Satu bulan lebih saya berkutat dengan salah satu proyek transportasi di masa kerja praktik saya. Di masa kerja praktik kemarin,setiap hari...

Egoisme Berlalu Lintas


Satu bulan lebih saya berkutat dengan salah satu proyek transportasi di masa kerja praktik saya. Di masa kerja praktik kemarin,setiap hari saya menempuh perjalanan kurang lebih 10 km kali dua, pulang pergi kosan-kantor. Beberapa kendaraan sudah saya coba, mulai dari sepeda, motor, mobil, angkot, bus damri, tapi perahu dan pesawat belum. Selama perjalanan di tiap harinya dan sampai sekarang pun secara tidak sengaja saya merasakan apa yang terjadi di jalanan dengan beberapa kendaraan berbeda. Hasilnya hampir sama semua, ingin menang sendiri.

Pertama, sepeda. Sudah bertahun-tahun saya berteman dengan kendaraan terbaik dan tersehat ini. Kota Bandung dalam hal kemacetan lebih unggul dari Kota Malang. Saya memang masih sempat meliuk-liuk diantara antrean mobil macet. Ini salah satu keegoisan saya dalam berkendara. Akan tetapi pada suatu kemacetan tidak jarang juga saya ikut menunggu di dalam kemacetan itu. Di situasi lain, para pengendara sepeda juga punya sisi egois. Mentang-mentang tidak diberlakukan hukum khusus, biasanya banyak pesepeda yang menerobos lampu merah atau menggunakan trotoar. Saya pernah melakukannya, tapi itu sudah lama, jaman masih SMP dulu. Sekarang sudah tobat.

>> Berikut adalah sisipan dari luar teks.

PR #3276, opened 2015-07-12
ClassReflection: added getAnnotation(), getAnnotations().

code-disaster:
This PR adds support for getAnnotation() / getAnnotations() which take into account @Inherited annotations in super classes.

Note: The GWT backend collects this information at call time, which means this is a relatively costly operation. It might be possible to do this during construction of the reflection cache, but I'm not sure if this is worth the overhead (it would increase size of the cache even more).

### DIFF
--- a/gdx/src/com/badlogic/gdx/utils/reflect/ClassReflection.java
+++ b/gdx/src/com/badlogic/gdx/utils/reflect/ClassReflection.java
@@ -193,13 +193,32 @@ public final class ClassReflection {
 		}
 	}
 
-	/** Returns true if the supplied class includes an annotation of the given class type. */
+	/** Returns true if the supplied class includes an annotation of the given type. */
 	static public boolean isAnnotationPresent (Class c, Class<? extends java.lang.annotation.Annotation> annotationType) {
 		return c.isAnnotationPresent(annotationType);
 	}
 
-	/** Returns an array of {@link Annotation} objects reflecting all annotations declared by the supplied class,
-	 * or an empty array if there are none. Does not include inherited annotations. */
+	/** Returns an array of {@link Annotation} objects reflecting all annotations declared by the supplied class, and inherited
+	 * from its superclass. Returns an empty array if there are none. */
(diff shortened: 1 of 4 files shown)


gdx/src/com/badlogic/gdx/utils/reflect/ClassReflection.java
```diff
@@ -193,13 +193,32 @@ static public Field getDeclaredField (Class c, String name) throws ReflectionExc
...
+		for (int i = 0; i < annotations.length; i++) {
+			result[i] = new Annotation(annotations[i]);
+		}
+		return result;
+	}
+
+	/** Returns an {@link Annotation} object reflecting the annotation provided, or null of this class doesn't have such an
+	 * annotation. This is a convenience function if the caller knows already which annotation type he's looking for. */
+	static public Annotation getAnnotation (Class c, Class<? extends java.lang.annotation.Annotation> annotationType) {
+		java.lang.annotation.Annotation annotation = c.getAnnotation(annotationType);
```
davebaol: `Class.getAnnotation` is only available since JDK 8

davebaol:
Cool!
Looks good to me, apart from the mentioned issue.
I'll test it deeper when it's fixed.
Thanks

gdx/src/com/badlogic/gdx/utils/reflect/ClassReflection.java
code-disaster: Class.getAnnotation() is marked as available since 1.5. But you are right about getDeclaredAnnotation(). This explains the code I had written there before. :)

davebaol: Yeah sorry, I've commented the wrong line and mentioned the wrong method LOL

davebaol:
Looks like the test work as expected on LWJGL and GWT backends.
Any objections to get this merged?

MobiDevelop:
Looks OK to me.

Kedua, angkot. Angkot adalah musuh sepeda di jalanan. Angkot. Pak sopir ingin mencari uang dari penumpang dengan cepat. Kadang ngebut di lajur kanan tapi calon penumpangnya di kiri jalan. Angkot pun menikung ke lajur kiri secara tiba-tiba. Para pesepeda yang berada di kiri jalan kadang harus mengerem mandadak, bahkan motor pun juga bisa terganggu. Tapi kalau kita di dalam angkot sebagai penumpang mungkin lebih sering tidak peduli dengan apa yang ada di luar angkot. Hal ini hampir sama dengan bus damri yang ukurannya lebih besar dari angkot.

Mobil pribadi. Pengguna mobil kadang juga menggunakan jalan seakan jalan neneknya sendiri. Lajur kiri yang biasanya untuk motor disikat saja oleh pengendara mobil. Badan jalan penuh tak ada celah untuk motor yang akan menyalip. Di Bandung, terdapat zona motor di perempatan lampu merah yang kadang hampir kosong karena memang motornya terjebak di belakang mobil-mobil yang memenuhi jalan. Tapi pengendara mobil sepertinya lebih banyak mengalahnya sih.

Motor lebih parah. Dengan body yang ramping dan kecepatan yang relatif bisa tinggi, motor mudah meliuk-liuk di jalanan mendahului mobil-mobil. Trotoar pun bisa jadi opsi pengganti jalan jika macet tak tertahankan. Para pejalan kaki dan pesepeda bisa jadi korbannya. Mobil pun tidak jarang dikambinghitamkan padahal motor yang salah. Apalagi di negara berkembang yang kita cintai ini sebagian besar pengguna jalan adalah sepeda motor. Motor kredit maupun yang sudah lunas.

Sebagai manusia, kita memang ingin menang sendiri. Tapi mbok ya ngalah sedikit lah sama yang lain.